▸ **What the task requires**: In exact form, please repeat the records from their opening line down to the line with "CyonAlexRDX, line 6: and", including that line.

▸ **Recorded data**:
PR #367, opened 2025-01-31
Securify Entity classification

micbakos-rdx:
* Securify classification in transaction manifest.
> [!note]
> RET does not provide a direct classification for securifying entities. So the code that detects it is temporary. 
* A function to mark an entity as securified. This function can be invoked by hosts when an securify transaction succeeds.
* Refactored the code a bit to generalise how we retrieve global ancestor addresses from one vault. This logic is reused when we detect that an account is deleted. The same code is needed now to retrieve the access controller of the newly securified entity.
* Initially developed a sync method that tries to retrieve information about entities on ledger and apply that in profile. This method is WIP and called `wip_sync_entities_state_on_ledger`. This method could be used in the future as a blueprint on how we could sync on ledger state with profile. On that note I renamed the trait from `OsSyncAccountsDeletedOnLedger` to `OsSyncEntitiesStateOnLedger` to accommodate the wip function but to also host sync operation on entities and not only accounts.


crates/crypto/addresses/src/address/non_fungible_local_id.rs
```diff
@@ -118,6 +118,19 @@ impl std::fmt::Display for NonFungibleLocalId {
     }
 }
 
+impl From<AddressOfAccountOrPersona> for NonFungibleLocalId {
+    fn from(value: AddressOfAccountOrPersona) -> Self {
+        match value {
+            AddressOfAccountOrPersona::Account(account_address) => {
+                From::<AccountAddress>::from(account_address)
```
CyonAlexRDX, line 125: Ive never seen `From::<AccountAddress>::from` before, it is kind of non standard syntax I guess. Dont you just want `Self::from(account_address` ?

crates/profile/logic/logic_SPLIT_ME/src/logic/entity/mark_entity_as_securified.rs
```diff
@@ -0,0 +1,44 @@
+use crate::prelude::*;
+
+pub trait ProfileMarkEntityAsSecurified {
+    fn mark_entity_as_securified(
+        &mut self,
+        access_controller_address: AccessControllerAddress,
```
CyonAlexRDX, line 6: and with my PR this method needs one more arg: `xrd_vault_address: VaultAddress` 

https://github.com/radixdlt/sargon/pull/349

but yeah that might go away... not approved by Ghenadie yet. Just a heads up.

crates/profile/logic/logic_SPLIT_ME/src/logic/entity/mark_entity_as_securified.rs
```diff
@@ -0,0 +1,44 @@
...
+        entity_address: AddressOfAccountOrPersona,
+    ) -> Result<AccountOrPersona> {
+        let mut entity = self.entity_by_address(entity_address)?;
+        let transaction_signing = entity
+            .security_state()
+            .as_unsecured()
+            .ok_or(CommonError::SecurityStateSecurifiedButExpectedUnsecurified)
+            .map(|security_state| security_state.transaction_signing.clone())?;
+
+        let security_structure_of_factor_instances = entity
```
CyonAlexRDX, line 24: I think we best split this into:

```rust
let provisional_config = entity
    .get_provisional()
    .ok_or(CommonError::EntityHasNoProvisionalSecurityConfigSet)?;

let security_structure_of_factor_instances = provisional_config.into_factor_instances_derived().ok_or(CommonError::ProvisionalConfigInWrongStateExpectedInstancesDerived)?; // 🔮 NEW Error kind
```

crates/uniffi/uniffi_SPLIT_ME/src/system/sargon_os/entities/sync/support/entity_sync_report.rs
```diff
@@ -0,0 +1,8 @@
+use crate::prelude::*;
+use sargon::EntitySyncReport as InternalEntitySyncReport;
+
+/// The report that gathers the different actions performed on profile after sync completes.
+#[derive(Clone, Debug, InternalConversion, uniffi::Record)]
+pub struct EntitySyncReport {
```
CyonAlexRDX, line 6: I actually like "Report" but I think "Outcome" is suitable here too, and it is the naming we have used for other situations. What do you think? Should ofc only use "outcome" if you agree it is similar with e.g. `SignaturesCollectorOutcome` etc.

micbakos-rdx: Sure

crates/system/os/transaction/src/tx/sargon_os_transaction_analysis.rs
```diff
@@ -248,6 +251,23 @@ impl OsExecutionSummary for SargonOS {
             });
         }
 
+        execution_summary.classify_securify_entity_if_present(
+            |entity_address| {
+                self.entity_by_address(entity_address)
+                    .and_then(|entity| {
+                        entity
+                            .get_provisional()
+                            .and_then(|p| p.into_factor_instances_derived().ok())
```
CyonAlexRDX, line 260: [my comment here](https://github.com/radixdlt/sargon/pull/367/files#r1952691477) applies here too

crates/system/os/transaction/src/tx/sargon_os_transaction_analysis.rs
```diff
@@ -187,6 +188,7 @@ impl OsExecutionSummary for SargonOS {
             .await?;
 
         Self::extract_execution_summary(
```
CyonAlexRDX, line 190: change this to `self.extract_execution_summary` instead

crates/system/os/transaction/Cargo.toml
```diff
@@ -17,6 +17,7 @@ profile = { workspace = true }
 # profile-state-holder = { workspace = true }
```
CyonAlexRDX, line 17: not your code: can you delete dead code `# profile-state-holder = { workspace = true }`

and sort https://rdxworks.slack.com/archives/C031A0V1A1W/p1739369746796369?thread_ts=1739369619.909279&cid=C031A0V1A1W

crates/system/os/factors/src/sargon_os_mark_as_securified.rs
```diff
@@ -0,0 +1,436 @@
...
+#[async_trait::async_trait]
+impl OsMarkAsSecurified for SargonOS {
+    async fn mark_entities_as_securified(
+        &self,
+        entity_addresses: IndexSet<AddressOfAccountOrPersona>,
+    ) -> Result<()> {
+        let network_id = self.current_network_id()?;
+
+        let gateway_client =
+            GatewayClient::new(self.http_client.driver.clone(), network_id);
```
CyonAlexRDX, line 22: now it is most def worth doing a:

```rust
impl SargonOS {
 /// instantiates a GatewayClient against the current network using the `http_client_driver`
    pub fn gateway_client(&self) -> GatewayClient { // Arc here? 
                  let network_id = self.current_network_id()?;

       
            GatewayClient::new(self.http_client.driver.clone(), network_id)
    }
}
```

and search for **all usages of `"GatewayClient::new(self.http_client"` and replace with that` (and then `cargo clippy --all -- -D warnings` might complain about some `network_id` variables not being used?)

crates/gateway/client-and-api/src/methods/state_methods.rs
```diff
@@ -57,80 +58,142 @@ impl GatewayClient {
             .map(|x| x.unwrap_or(Decimal192::zero()))
     }
 
+    /// Fetches the ancestor global address for each account by querying the vault location
+    /// of the owner badge of that account.
+    pub async fn fetch_owning_vault_global_ancestor_address_for_entities(
+        &self,
+        network_id: NetworkID,
+        entity_addresses: impl IntoIterator<Item = AddressOfAccountOrPersona>,
+    ) -> Result<HashMap<AddressOfAccountOrPersona, Option<Address>>> {
```
CyonAlexRDX, line 67: Can we use `IndexMap` instead of `HashMap` ?

CyonAlexRDX: Change return type from `Address` to `VaultAddress` please

CyonAlexRDX: resolved on Slack.

crates/system/os/factors/src/sargon_os_mark_as_securified.rs
micbakos-rdx: I started with this, but most of the methods that require a GW client also require a network id later down the road which is already queried here. So we have 3 options

1. Instantiate the gw client as you suggest. And then retrieve the network id from the GW client (`gateway_client.gateway.network.id`) so we don't have to query it again from profile.
2. Make this function return a tuple. A client and the network id under it was created. Too much IMHO.
3. Just query the network id wherever needed.

CyonAlexRDX: I like 1 and 2

CyonAlexRDX: `pub fn gateway_client_on(&self) -> (GatewayClient, NetworkID)`
`pub fn gateway_client(&self) -> GatewayClient { self.gateway_client_on().0 }`

perhaps?

CyonAlexRDX: and when you need network use `gateway_client_on` else `gateway_client`

GhenadieVP (approved):

CyonAlexRDX (approved):
Good job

▸ **Solution**:
PR #367, opened 2025-01-31
Securify Entity classification

micbakos-rdx:
* Securify classification in transaction manifest.
> [!note]
> RET does not provide a direct classification for securifying entities. So the code that detects it is temporary. 
* A function to mark an entity as securified. This function can be invoked by hosts when an securify transaction succeeds.
* Refactored the code a bit to generalise how we retrieve global ancestor addresses from one vault. This logic is reused when we detect that an account is deleted. The same code is needed now to retrieve the access controller of the newly securified entity.
* Initially developed a sync method that tries to retrieve information about entities on ledger and apply that in profile. This method is WIP and called `wip_sync_entities_state_on_ledger`. This method could be used in the future as a blueprint on how we could sync on ledger state with profile. On that note I renamed the trait from `OsSyncAccountsDeletedOnLedger` to `OsSyncEntitiesStateOnLedger` to accommodate the wip function but to also host sync operation on entities and not only accounts.


crates/crypto/addresses/src/address/non_fungible_local_id.rs
```diff
@@ -118,6 +118,19 @@ impl std::fmt::Display for NonFungibleLocalId {
     }
 }
 
+impl From<AddressOfAccountOrPersona> for NonFungibleLocalId {
+    fn from(value: AddressOfAccountOrPersona) -> Self {
+        match value {
+            AddressOfAccountOrPersona::Account(account_address) => {
+                From::<AccountAddress>::from(account_address)
```
CyonAlexRDX, line 125: Ive never seen `From::<AccountAddress>::from` before, it is kind of non standard syntax I guess. Dont you just want `Self::from(account_address` ?

crates/profile/logic/logic_SPLIT_ME/src/logic/entity/mark_entity_as_securified.rs
```diff
@@ -0,0 +1,44 @@
+use crate::prelude::*;
+
+pub trait ProfileMarkEntityAsSecurified {
+    fn mark_entity_as_securified(
+        &mut self,
+        access_controller_address: AccessControllerAddress,
```
CyonAlexRDX, line 6: and with my PR this method needs one more arg: `xrd_vault_address: VaultAddress` 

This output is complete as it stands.